### Provided material
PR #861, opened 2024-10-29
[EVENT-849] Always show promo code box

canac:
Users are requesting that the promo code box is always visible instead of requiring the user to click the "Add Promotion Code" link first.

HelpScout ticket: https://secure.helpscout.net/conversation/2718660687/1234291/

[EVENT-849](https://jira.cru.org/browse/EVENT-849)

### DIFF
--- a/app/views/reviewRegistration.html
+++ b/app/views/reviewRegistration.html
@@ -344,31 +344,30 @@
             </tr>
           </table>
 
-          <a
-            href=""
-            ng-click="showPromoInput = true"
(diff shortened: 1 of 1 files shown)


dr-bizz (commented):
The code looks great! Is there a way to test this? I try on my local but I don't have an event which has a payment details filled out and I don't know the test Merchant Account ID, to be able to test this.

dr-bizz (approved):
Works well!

...

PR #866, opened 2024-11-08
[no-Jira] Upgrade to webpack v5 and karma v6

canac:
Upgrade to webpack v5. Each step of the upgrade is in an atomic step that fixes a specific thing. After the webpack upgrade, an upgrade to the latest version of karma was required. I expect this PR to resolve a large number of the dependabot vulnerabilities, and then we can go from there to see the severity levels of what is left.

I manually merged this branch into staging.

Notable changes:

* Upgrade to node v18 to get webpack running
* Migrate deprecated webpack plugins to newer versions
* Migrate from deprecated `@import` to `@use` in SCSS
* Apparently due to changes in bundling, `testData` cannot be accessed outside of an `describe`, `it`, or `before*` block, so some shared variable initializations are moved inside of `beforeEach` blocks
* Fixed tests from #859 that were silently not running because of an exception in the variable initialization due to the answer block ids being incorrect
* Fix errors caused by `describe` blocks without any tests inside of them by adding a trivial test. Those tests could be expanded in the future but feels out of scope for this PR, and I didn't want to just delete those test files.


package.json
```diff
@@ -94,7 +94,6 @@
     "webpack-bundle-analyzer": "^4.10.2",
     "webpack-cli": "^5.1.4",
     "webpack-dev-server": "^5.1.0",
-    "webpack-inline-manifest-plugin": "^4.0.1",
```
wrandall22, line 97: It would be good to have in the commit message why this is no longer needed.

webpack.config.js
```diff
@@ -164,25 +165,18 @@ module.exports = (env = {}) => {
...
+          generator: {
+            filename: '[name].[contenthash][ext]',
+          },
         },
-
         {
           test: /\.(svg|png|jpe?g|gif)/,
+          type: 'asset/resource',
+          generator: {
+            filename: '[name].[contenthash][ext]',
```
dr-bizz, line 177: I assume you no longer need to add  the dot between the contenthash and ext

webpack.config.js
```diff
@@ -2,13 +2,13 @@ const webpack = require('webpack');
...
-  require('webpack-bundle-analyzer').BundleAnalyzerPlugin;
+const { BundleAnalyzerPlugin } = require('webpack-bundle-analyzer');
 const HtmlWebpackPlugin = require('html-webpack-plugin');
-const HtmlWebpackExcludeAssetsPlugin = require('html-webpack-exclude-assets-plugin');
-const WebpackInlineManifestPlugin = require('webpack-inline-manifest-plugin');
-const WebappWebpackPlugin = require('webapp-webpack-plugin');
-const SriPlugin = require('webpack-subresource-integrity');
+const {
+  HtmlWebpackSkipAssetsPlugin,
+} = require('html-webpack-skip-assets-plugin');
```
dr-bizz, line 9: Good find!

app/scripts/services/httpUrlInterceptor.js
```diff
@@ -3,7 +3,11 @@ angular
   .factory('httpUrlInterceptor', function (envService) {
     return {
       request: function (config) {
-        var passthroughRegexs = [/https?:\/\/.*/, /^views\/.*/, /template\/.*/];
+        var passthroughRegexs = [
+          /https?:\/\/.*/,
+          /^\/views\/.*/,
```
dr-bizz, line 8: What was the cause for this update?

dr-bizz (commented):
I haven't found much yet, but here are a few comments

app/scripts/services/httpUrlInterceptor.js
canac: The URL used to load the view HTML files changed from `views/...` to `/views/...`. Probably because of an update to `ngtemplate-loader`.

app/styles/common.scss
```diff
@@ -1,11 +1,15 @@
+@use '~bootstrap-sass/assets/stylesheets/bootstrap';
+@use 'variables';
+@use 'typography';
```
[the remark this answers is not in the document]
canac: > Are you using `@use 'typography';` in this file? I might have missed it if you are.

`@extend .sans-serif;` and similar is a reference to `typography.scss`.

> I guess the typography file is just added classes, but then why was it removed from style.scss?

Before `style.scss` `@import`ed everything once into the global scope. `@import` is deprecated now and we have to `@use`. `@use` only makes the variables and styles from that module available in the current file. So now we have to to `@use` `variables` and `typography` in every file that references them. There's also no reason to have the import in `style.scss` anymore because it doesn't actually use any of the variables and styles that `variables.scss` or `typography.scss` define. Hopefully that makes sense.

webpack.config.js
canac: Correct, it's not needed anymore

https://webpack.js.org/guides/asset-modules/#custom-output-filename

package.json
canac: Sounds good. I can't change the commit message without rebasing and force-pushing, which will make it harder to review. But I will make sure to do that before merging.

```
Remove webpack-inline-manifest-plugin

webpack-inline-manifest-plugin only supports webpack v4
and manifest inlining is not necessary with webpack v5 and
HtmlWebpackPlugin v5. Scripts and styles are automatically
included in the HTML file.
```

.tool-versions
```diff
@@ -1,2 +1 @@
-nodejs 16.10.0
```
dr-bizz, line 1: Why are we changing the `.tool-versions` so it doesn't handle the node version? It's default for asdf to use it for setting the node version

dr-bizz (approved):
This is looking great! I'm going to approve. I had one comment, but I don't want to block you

### What to work on
Would you please write out, exactly and with no other lines, the stretch of the listing above from the line containing "Apparently due to" through the line containing "ids being incorrect"?

### Task answer
* Apparently due to changes in bundling, `testData` cannot be accessed outside of an `describe`, `it`, or `before*` block, so some shared variable initializations are moved inside of `beforeEach` blocks
* Fixed tests from #859 that were silently not running because of an exception in the variable initialization due to the answer block ids being incorrect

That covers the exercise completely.